No existe una fórmula capaz de garantizar una recomendación. Tampoco hay una etiqueta HTML secreta que obligue a una IA a nombrarnos. Lo que sí podemos hacer es construir una presencia digital clara, rastreable, coherente, confiable, útil y respaldada por diferentes señales públicas. En la era de la búsqueda generativa, ser comprensible empieza a ser tan importante como ser visible.
¿Cómo puede una inteligencia artificial descubrir una empresa?
Cuando alguien pregunta a un sistema con inteligencia artificial por empresas, productos, profesionales o instituciones, la respuesta puede construirse utilizando diferentes fuentes y mecanismos. Según la plataforma y el tipo de consulta, pueden intervenir índices de búsqueda, páginas web públicas, bases de conocimiento, información empresarial, documentos accesibles, fuentes externas y sistemas de recuperación de información.
Eso significa que nuestra primera tarea no consiste en encontrar una supuesta palabra mágica para la IA. Consiste en hacer que Internet pueda responder correctamente preguntas bastante simples sobre nuestra organización: quiénes somos, qué hacemos, dónde estamos, qué experiencia tenemos, qué servicios ofrecemos y por qué alguien podría considerarnos una fuente confiable.
Antes de intentar convencer a una IA de que somos importantes, necesitamos asegurarnos de que pueda entender con precisión qué representa nuestra marca.
La primera regla: no existe una fórmula mágica para que ChatGPT o Gemini te recomienden
Probablemente empiecen a aparecer cada vez más servicios prometiendo colocar empresas en respuestas generadas por inteligencia artificial. Conviene interpretar esas promesas con cautela.

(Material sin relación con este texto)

PR #11489, opened 2026-03-10
Add delimiter for comma separated terms

abbyhu2000:
### Description

For copy paste comma separated terms, we should be able to add each terms to the inbox. Previously this feature is broken.

Before:

https://github.com/user-attachments/assets/5a2ce845-4df1-4a51-8e63-6f7c619c1b41

After:
https://github.com/user-attachments/assets/c4ea3e73-aebf-47d1-bf23-bdb603195c3d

Las respuestas pueden variar según la pregunta, la ubicación, el contexto, la información disponible, la plataforma, la fecha y los sistemas utilizados en cada momento. Incluso una marca mencionada hoy podría no aparecer ante una consulta similar mañana.
Podemos trabajar para aumentar visibilidad, autoridad, descubrimiento y claridad. Garantizar que una determinada IA recomendará una empresa ante una pregunta específica es otra cosa.
La estrategia correcta no consiste en manipular respuestas. Consiste en convertir nuestro proyecto en una entidad digital bien documentada y respaldada.
Convertí tu sitio web en la fuente oficial de tu marca
Una cuenta de Instagram puede mostrar nuestro trabajo. LinkedIn puede presentar nuestro perfil profesional. Una ficha comercial puede informar dónde estamos. Pero el sitio web sigue siendo el lugar en el que podemos explicar nuestra organización con mayor profundidad y control.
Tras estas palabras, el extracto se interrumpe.